» Stored data
PR #16343, opened 2022-12-12
fix conversion bug for protocol settings

raypinto:
**Description**

- Initialize ProtocolSettings and WebhookAuth in all cases

**Related issue(s)**


components/eventing-controller/api/v1alpha1/subscription_conversion.go
```diff
@@ -136,56 +136,79 @@ func (src *Subscription) setV2ProtocolFields(dst *v1alpha2.Subscription) {
 		}
 		// webhookAuth fields
 		if src.Spec.ProtocolSettings.WebhookAuth != nil {
-			dst.Spec.Config[v1alpha2.WebhookAuthType] = src.Spec.ProtocolSettings.WebhookAuth.Type
+			if src.Spec.ProtocolSettings.WebhookAuth.Type != "" {
```
mfaizanse, line 139: Any particular reason, why we are only checking for empty string for `Type`? Why not also for other fields e.g. `GrantType`, `ClientID` etc.?

components/eventing-controller/api/v1alpha1/subscription_conversion.go
```diff
@@ -136,56 +136,79 @@ func (src *Subscription) setV2ProtocolFields(dst *v1alpha2.Subscription) {
...
 		src.Spec.Protocol = protocol
 	}
 
 	if currentMode, ok := dst.Spec.Config[v1alpha2.ProtocolSettingsContentMode]; ok {
-		src.Spec.ProtocolSettings = &ProtocolSettings{}
+		src.initializeProtocolSettingsIfNil()
 		src.Spec.ProtocolSettings.ContentMode = &currentMode
 	}
 	if qos, ok := dst.Spec.Config[v1alpha2.ProtocolSettingsQos]; ok {
+		src.initializeProtocolSettingsIfNil()
```
mfaizanse, line 177: (nit) what if we call the `initializeProtocolSettingsIfNil` and `initializeWebhookAuthIfNil` at the start of this method, instead of doing it in every if block?

mfaizanse (approved):

components/eventing-controller/api/v1alpha1/subscription_conversion.go
raypinto: I do not want to initialise it if its not specified. If it was nil I want to retain it as nil

mfaizanse (approved):

PR #16193, opened 2022-11-28
Register template for keda-v0.0.1-alpha

kwiatekus:
**Description**

Changes proposed in this pull request:

- add module template for keda module (v0.0.1-alpha)

How to use it:

[Get latest (unstable) binary for kyma cli](https://github.com/kyma-project/module-manager/issues/157)
```
kyma-unstable alpha deploy

kubectl apply -k modules/alpha                                                                     
moduletemplate.operator.kyma-project.io/moduletemplate-keda created
```

**Related issue(s)**
https://github.com/kyma-project/keda-manager/issues/58
https://github.com/kyma-project/module-manager/issues/157

PR #16347, opened 2022-12-12
Register keda-module 0.0.1 in alpha channel

m00g3n:
**Description**

- add module template for keda module (v0.0.1-alpha)

How to use it:

[Get latest (unstable) binary for kyma cli](https://github.com/kyma-project/module-manager/issues/157)
```
kyma-unstable alpha deploy

kubectl apply -k modules/alpha                                                                     
moduletemplate.operator.kyma-project.io/moduletemplate-keda created
```

**Related issue(s)**
https://github.com/kyma-project/keda-manager/issues/58
https://github.com/kyma-project/module-manager/issues/157

See also:
- https://github.com/kyma-project/kyma/pull/16193

### DIFF
--- a/modules/alpha/kustomization.yaml
+++ b/modules/alpha/kustomization.yaml
@@ -1,3 +1,5 @@
 apiVersion: kustomize.config.k8s.io/v1alpha1
 kind: Component
 
+resources:
+- moduletemplate-keda.yaml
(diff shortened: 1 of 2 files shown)


modules/alpha/kustomization.yaml
```diff
@@ -1,3 +1,5 @@
 apiVersion: kustomize.config.k8s.io/v1alpha1
 kind: Component
 
+resources:
+- moduletemplate-keda.yaml
```
adityabhatia, line 5: not sure if it will have an effect but the target file is called `moduletemplate-keda..yaml` with en extra dot before ext.

m00g3n: will check it out, thx

m00g3n: fixed

PR #16351, opened 2022-12-13
Print error when jetstream dispatch fails

k15r:
**Description**

- Print the full error message in case a message cannot be dispatched to the configured sink

**Related issue(s)**


muralov (approved):
👍🏼

PR #16357, opened 2022-12-14
Disable TLS when non https endpoint used

hisarbalik:
**Description**

- OTLP gRPC exporter use by default TLS enabled and required cert file, this cause TLS hand shake error with Kyma Jaeger collector. TLS will be disabled when used endpoint is not a https endpoint

**Related issue(s)**

### DIFF
--- a/components/telemetry-operator/controller/tracepipeline/resources.go
+++ b/components/telemetry-operator/controller/tracepipeline/resources.go
@@ -109,7 +109,7 @@ func getOutputType(output v1alpha1.TracePipelineOutput) string {
 
 func makeExporterConfig(output v1alpha1.TracePipelineOutput) map[string]any {
 	outputType := getOutputType(output)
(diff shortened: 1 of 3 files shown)


components/telemetry-operator/controller/tracepipeline/resources.go
```diff
@@ -108,6 +109,7 @@ func getOutputType(output v1alpha1.TracePipelineOutput) string {
 
 func makeExporterConfig(output v1alpha1.TracePipelineOutput) map[string]any {
 	outputType := getOutputType(output)
+	isInsecure := len(strings.TrimSpace(output.Otlp.Endpoint.Value)) > 0 && !strings.HasPrefix(output.Otlp.Endpoint.Value, "https://")
```
chrkl, line 112: Let's reverse the condition. TLS should be the default and only if the `http://` prefix is set explicitly, we set the insecure flag. Please also add a unittest.

hisarbalik: sure, but we want to make https explicit, in case of no scheme provided should be treated as http

chrkl (approved):

Issue #16331, opened 2022-12-09
Eventing unit/integration tests are flaky


mfaizanse:
The eventing unit and integration tests are too flaky, especially on local machine.

The most flaky tests are:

» Task statement
Word for word, write out the data.

» Result for this task
PR #16343, opened 2022-12-12
fix conversion bug for protocol settings

raypinto:
**Description**

- Initialize ProtocolSettings and WebhookAuth in all cases

**Related issue(s)**


components/eventing-controller/api/v1alpha1/subscription_conversion.go
```diff
@@ -136,56 +136,79 @@ func (src *Subscription) setV2ProtocolFields(dst *v1alpha2.Subscription) {
 		}
 		// webhookAuth fields
 		if src.Spec.ProtocolSettings.WebhookAuth != nil {
-			dst.Spec.Config[v1alpha2.WebhookAuthType] = src.Spec.ProtocolSettings.WebhookAuth.Type
+			if src.Spec.ProtocolSettings.WebhookAuth.Type != "" {
```
mfaizanse, line 139: Any particular reason, why we are only checking for empty string for `Type`? Why not also for other fields e.g. `GrantType`, `ClientID` etc.?

components/eventing-controller/api/v1alpha1/subscription_conversion.go
```diff
@@ -136,56 +136,79 @@ func (src *Subscription) setV2ProtocolFields(dst *v1alpha2.Subscription) {
...
 		src.Spec.Protocol = protocol
 	}
 
 	if currentMode, ok := dst.Spec.Config[v1alpha2.ProtocolSettingsContentMode]; ok {
-		src.Spec.ProtocolSettings = &ProtocolSettings{}
+		src.initializeProtocolSettingsIfNil()
 		src.Spec.ProtocolSettings.ContentMode = &currentMode
 	}
 	if qos, ok := dst.Spec.Config[v1alpha2.ProtocolSettingsQos]; ok {
+		src.initializeProtocolSettingsIfNil()
```
mfaizanse, line 177: (nit) what if we call the `initializeProtocolSettingsIfNil` and `initializeWebhookAuthIfNil` at the start of this method, instead of doing it in every if block?

mfaizanse (approved):

components/eventing-controller/api/v1alpha1/subscription_conversion.go
raypinto: I do not want to initialise it if its not specified. If it was nil I want to retain it as nil

mfaizanse (approved):

PR #16193, opened 2022-11-28
Register template for keda-v0.0.1-alpha

kwiatekus:
**Description**

Changes proposed in this pull request:

- add module template for keda module (v0.0.1-alpha)

How to use it:

[Get latest (unstable) binary for kyma cli](https://github.com/kyma-project/module-manager/issues/157)
```
kyma-unstable alpha deploy

kubectl apply -k modules/alpha                                                                     
moduletemplate.operator.kyma-project.io/moduletemplate-keda created
```

**Related issue(s)**
https://github.com/kyma-project/keda-manager/issues/58
https://github.com/kyma-project/module-manager/issues/157

PR #16347, opened 2022-12-12
Register keda-module 0.0.1 in alpha channel

m00g3n:
**Description**

- add module template for keda module (v0.0.1-alpha)

How to use it:

[Get latest (unstable) binary for kyma cli](https://github.com/kyma-project/module-manager/issues/157)
```
kyma-unstable alpha deploy

kubectl apply -k modules/alpha                                                                     
moduletemplate.operator.kyma-project.io/moduletemplate-keda created
```

**Related issue(s)**
https://github.com/kyma-project/keda-manager/issues/58
https://github.com/kyma-project/module-manager/issues/157

See also:
- https://github.com/kyma-project/kyma/pull/16193

### DIFF
--- a/modules/alpha/kustomization.yaml
+++ b/modules/alpha/kustomization.yaml
@@ -1,3 +1,5 @@
 apiVersion: kustomize.config.k8s.io/v1alpha1
 kind: Component
 
+resources:
+- moduletemplate-keda.yaml
(diff shortened: 1 of 2 files shown)


modules/alpha/kustomization.yaml
```diff
@@ -1,3 +1,5 @@
 apiVersion: kustomize.config.k8s.io/v1alpha1
 kind: Component
 
+resources:
+- moduletemplate-keda.yaml
```
adityabhatia, line 5: not sure if it will have an effect but the target file is called `moduletemplate-keda..yaml` with en extra dot before ext.

m00g3n: will check it out, thx

m00g3n: fixed

PR #16351, opened 2022-12-13
Print error when jetstream dispatch fails

k15r:
**Description**

- Print the full error message in case a message cannot be dispatched to the configured sink

**Related issue(s)**


muralov (approved):
👍🏼

PR #16357, opened 2022-12-14
Disable TLS when non https endpoint used

hisarbalik:
**Description**

- OTLP gRPC exporter use by default TLS enabled and required cert file, this cause TLS hand shake error with Kyma Jaeger collector. TLS will be disabled when used endpoint is not a https endpoint

**Related issue(s)**

### DIFF
--- a/components/telemetry-operator/controller/tracepipeline/resources.go
+++ b/components/telemetry-operator/controller/tracepipeline/resources.go
@@ -109,7 +109,7 @@ func getOutputType(output v1alpha1.TracePipelineOutput) string {
 
 func makeExporterConfig(output v1alpha1.TracePipelineOutput) map[string]any {
 	outputType := getOutputType(output)
(diff shortened: 1 of 3 files shown)


components/telemetry-operator/controller/tracepipeline/resources.go
```diff
@@ -108,6 +109,7 @@ func getOutputType(output v1alpha1.TracePipelineOutput) string {
 
 func makeExporterConfig(output v1alpha1.TracePipelineOutput) map[string]any {
 	outputType := getOutputType(output)
+	isInsecure := len(strings.TrimSpace(output.Otlp.Endpoint.Value)) > 0 && !strings.HasPrefix(output.Otlp.Endpoint.Value, "https://")
```
chrkl, line 112: Let's reverse the condition. TLS should be the default and only if the `http://` prefix is set explicitly, we set the insecure flag. Please also add a unittest.

hisarbalik: sure, but we want to make https explicit, in case of no scheme provided should be treated as http

chrkl (approved):

Issue #16331, opened 2022-12-09
Eventing unit/integration tests are flaky


mfaizanse:
The eventing unit and integration tests are too flaky, especially on local machine.

The most flaky tests are:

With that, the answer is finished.